In Michigan, private-sector help for difficult-to-educate children is a story crying to be told. A report from the Mackinac Center for Public Policy is now helping to tell it. For example: the Manor Foundation in Jonesville is both a residential school and a treatment facility that admits children with problems that include pervasive development disorder, early infantile autism, schizophrenia, impaired hearing, and even the trauma of sexual abuse.
Starr Commonwealth, an Albion-based organization with six Michigan sites, has been serving children and families since 1913 as a private-sector alternative for violent, troubled, and dispossessed children. It raised more than $15 million from private sources in a recent year.
St. Peter’s Home for Boys in Detroit, operated by the Episcopal Diocese of Michigan, provides residential care and schooling for boys between ages 11 and 19 who require placement outside their homes. The Home’s mission is deeply rooted in an emphasis on the dignity of each individual that arises out of explicit ethical standards.

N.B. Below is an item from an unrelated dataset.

Issue #792, opened 2019-10-23
command-line completion for skuba command


dannysauer:
### Summary

As a skuba user, I'd like the ability to press the completion key in my shell, and have command line arguments to skuba be expanded.  This would reduce the likelihood of misspelling long arguments, reduce the time it takes to check the "help" output, and generally provide a more polished feel.  The upstream commands (kubectl/kubeadm) have an option which emits completion code for shell inclusion, so this would bring us more feature parity as well.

Our Lady of Providence Center in Northville admits mild, moderate, and severe cases of developmentally disabled girls over the age of 10 and women under 40 in its residential program and school. Its acclaimed programs that teach self-help and work skills alongside spiritual values have benefited hundreds since 1957.
The problems these and other private institutions are solving are often problems no government organization would be equipped to address with maximum effectiveness, even if it were legal for it to try. Those situations, which require spiritual guidance and restoration of moral values rooted in a religious context, are simply beyond the reach of public employees.
Difficult-to-educate students present multiple challenges to educators and policy-makers. The public schools serve the majority of these students, but they do not educate everyone. Often in partnership with public schools and public agencies, but sometimes operating entirely on their own through exclusively private support, nonpublic schools and organizations are meeting the special needs of a great number of students. As Americans continue to debate the direction of education reforms, they should not sell short the achievements of these private institutions.